US Patent & Trademark Office confirms years-long data leak
The US Patent and Trademark Office (USPTO) responsible for granting patents and trademarks, has confirmed that it unintentionally exposed the private addresses of about 61, 000 filers in a years-long data leak.
SAN FRANCISCO: The US Patent and Trademark Office (USPTO) responsible for granting patents and trademarks, has confirmed that it unintentionally exposed the private addresses of about 61, 000 filers in a years-long data leak.

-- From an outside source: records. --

PR #2443, opened 2026-09-11
fix(wallet-sdk): fix array based plugin registration

pascalhonegger-da:
- **chore: add cors to test-token-v1-registry**
- **Remove unnecessary casts**
- **fix: bad plugin name if registering plugins[]**
- **chore: add utilities endpoint to test registry**


examples/portfolio/src/hooks/query-options.ts
```diff
@@ -216,7 +217,9 @@ export const preapprovalStatusQueryOptions = ({
                 })
             )
 
-            return await sdk.utilities.preapprovalTransfer.fetchQuick({
+            return await sdk[
+                WalletSDKUtilitiesPluginName
```
rukmini-basu-da: as discussed offline, it would be good to keep `sdk.utilities.preapprovalTransfer.fetchQuick` to be more consistent with how we access other namespaces. an idea would be to add something like this to the `plugin.ts`

```
export abstract class SDKPlugin<
    ExtendedNamespaceItems extends keyof ExtendedFullSDKInterface = never,
    Name extends string = string,
> {
    /**
     *
     * @deprecated use this.ctx.logger instead
     */
    protected readonly logger: ReturnType<SDKLogger['child']>
    protected readonly ctx: SDKPluginContext<ExtendedNamespaceItems>

    constructor(
        public readonly name: Name,
        protected readonly _ctx: SDKPluginContext<ExtendedNamespaceItems>
    )
```

pascalhonegger-da: Needed some more minor adjustments, the current version was not type safe at all and allowed all string keys to be used on the sdk 😨 

It's now type safe, but requires the use of `extends SDKPlugin<'myPlugin'>` for using array based plugin registration, I don't believe it's possible to infer this type from the `super('myPlugin')` call unfortunately.

rukmini-basu-da (approved):
thanks!

PR #2473, opened 2026-09-18
test: vitest 5 and minor dependency upgrades

pascalhonegger-da:
- **chore: upgrade to vitest 5**
- **chore: upgrade playwright to 1.63.0**
- **chore: upgrade eslint and plugins to latest**


alexmatson-da (approved):
nice!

In a notice sent to affected trademark applicants, the USPTO stated that their private domicile address -- often their home address -- inadvertently appeared in public records between February 2020 and March 2023, reports TechCrunch.
The problem was found in one of the USPTO's APIs, which allows apps used by both agency staff and filers to access a system for checking the status of pending and registered trademarks.
“When we discovered the issue, we blocked access to all USPTO non-critical APIs and took down the impacted bulk data products until a permanent fix could be implemented, ” the notice said.
The USPTO also mentioned that the address data was also found in bulk datasets that the agency publishes online to aid academic and economic research, the report said.
“As indicated in our notice to impacted filers, while domicile addresses are required under trademark law, we took the voluntary step of masking this information in 2020 as part of our efforts to secure the data that the public accesses directly and frequently, ” USPTO spokesperson Paul Fucito was quoted as saying.
According to the USPTO, the data leak affected around 3 per cent of all applications filed during the three-year period.
The incident was resolved on April 1 after domicile addresses were masked and API vulnerabilities were fixed, the report mentioned.
Meanwhile, PharMerica, a leading pharmacy service provider in the US, which operates in more than 2, 500 facilities across the country and offers over 3, 100 pharmacy and healthcare programmes, has disclosed a data breach that compromised the personal information of nearly six million patients.